TranTech, Inc.-On February 11, 2011, we completed the acquisition of TranTech, Inc. (TranTech). The results of TranTech's operations have been included in our consolidated financial statements since that date. The acquisition was completed through a stock purchase agreement dated February 11, 2011, by and among ManTech International Corporation, TranTech and its sole shareholder. TranTech provides information technology, networking and cyber security services to the federal government. This acquisition allows us to continue extending our presence in the defense, security and intelligence communities, and to offer comprehensive solutions through a prime position on the Defense Information Systems Agency ENCORE II contract. ManTech funded the acquisition with cash on hand. The stock purchase agreement did not contain provisions for contingent consideration.

Revenues were $12.5 million and net income was $0.9 million for the period from February 11, 2011 to December 31, 2011. The Company incurred in fiscal year 2011 approximately $0.3 million of acquisition costs related to the TranTech transaction, which are included in general and administrative expense in our consolidated statement of income and loss for the year ended December 31, 2011.

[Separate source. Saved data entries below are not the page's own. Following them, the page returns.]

PR #495, opened 2017-02-19
unreadCount event

fsalomon:
Usage:
```
Smooch.on('unreadCount', function(unreadCount) {
    console.log('the number of unread messages was updated', unreadCount);
});
```

### DIFF
--- a/src/js/components/message-indicator.jsx
+++ b/src/js/components/message-indicator.jsx
@@ -1,6 +1,5 @@
 import React, { Component, PropTypes } from 'react';
 import { connect } from 'react-redux';
-import { observable } from '../utils/events';
 import DocumentTitle from 'react-document-title';
 
 const BLINKING_INTERVAL = 1500;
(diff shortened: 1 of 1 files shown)


lemieux:
It will also need an addition to this section in the readme https://github.com/smooch/smooch-js/blob/integration/README.md#events

src/js/components/message-indicator.jsx
```diff
@@ -70,6 +71,7 @@ export class MessageIndicatorComponent extends Component {
     }
 
     componentWillReceiveProps({unreadCount}) {
+        observable.trigger('unreadCount', unreadCount);
```
lemieux: This should be triggered here https://github.com/smooch/smooch-js/blob/integration/src/js/smooch.jsx#L102 instead right after `handleNotificationSound();`.

fsalomon:
Thanks! Changes done.

lemieux:
Just to let you know it went out yesterday with the 3.13.0 release. Thanks again for your contribution!

PR #498, opened 2017-02-27
unreadCount event

fsalomon:
The event should be triggered outside the `if (unreadCount > 0) { }`. Otherwise it defeats most of its purpose.

### DIFF
--- a/src/js/smooch.jsx
+++ b/src/js/smooch.jsx
@@ -100,10 +100,10 @@ function onStoreChange({messages, unreadCount}) {
                     initialStoreChange = false;
                 } else {
                     handleNotificationSound();
-                    observable.trigger('unreadCount', unreadCount);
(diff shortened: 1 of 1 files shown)


alavers:
Thanks for the PR! The only issue with this fix is that it will also trigger an unreadCount=0 event for every message the user sends. I've filed an issue on our end to design a deeper fix for this problem.

alavers:
I'm just realizing now you were the author of this code in the first place hah! I suppose you're OK with unreadCount=0 events being fired on every outgoing user message?

fsalomon:
Yes I am :-)

I don't mind multiple events being fired. As long as it won't freeze the UI ;-)

alavers:
Fair enough!

alavers:
It's live

PR #501, opened 2017-03-05
fix React JSX Error for 'for' props in label tag

ali-master:
Replace for with htmlFor in label props

https://github.com/facebook/react/issues/1819


lemieux:
Thanks for this! That went unnoticed :confused: .

That should go out with the next release.

PR #502, opened 2017-03-06
Use onScroll instead of onWheel

lemieux:
Using onWheel was causing significant performance issue because whenever onWheel is used, React binds an event on the page directly and not just the target. We were using onWheel to reset the unread count but only when the user is scroll with their mousewheel. I switch it to use onScroll instead. The downside is that the event is trigger also when the conversation is scrolled down with a new message, but the operation is a noop when unread count is 0.


lemieux:
After discussions, using onScroll would  trigger other side effects. We decided to just stop using it. We have other triggers to reset the unread count.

The purchase price of $21.5 million was allocated to the underlying assets and liabilities based on their fair value at the date of acquisition. Total assets were $23.8 million, including goodwill and intangible assets recognized in connection with the acquisition, and total liabilities were $2.3 million. Included in total assets were $5.0 million in acquired intangible assets. We recorded goodwill of $14.6 million, which will be deductible for tax purposes over 15 years, assuming adequate levels of taxable income. Recognition of goodwill is largely attributed to the value paid for TranTech's capabilities in supporting high-end defense, intelligence and homeland security markets.

In allocating the purchase price, we consider among other factors, analyses of historical financial performance and estimates of future performance of TranTech's contracts. The components of other intangible assets associated with the acquisition were customer relationships and backlog valued at $4.6 million and $0.4 million, respectively. Customer contracts and related relationships represent the underlying relationships and agreements with TranTech's existing customers. Customer relationships and backlog are amortized over their estimated useful lives of 20 years and 1 year, respectively, using the pattern of benefits method. The weighted-average amortization period for the intangibles assets is 18.5 years.
Pro Forma Financial Information-We calculated the following unaudited pro forma amounts as if our acquisitions had occurred on January 1, 2012. Our consolidated pro forma revenue would have been $2,310.2 million and $2,591.9 million and our consolidated pro forma net income (loss) would have been $(6.0) million and $95.7 million for the years ended December 31, 2013 and 2012, respectively.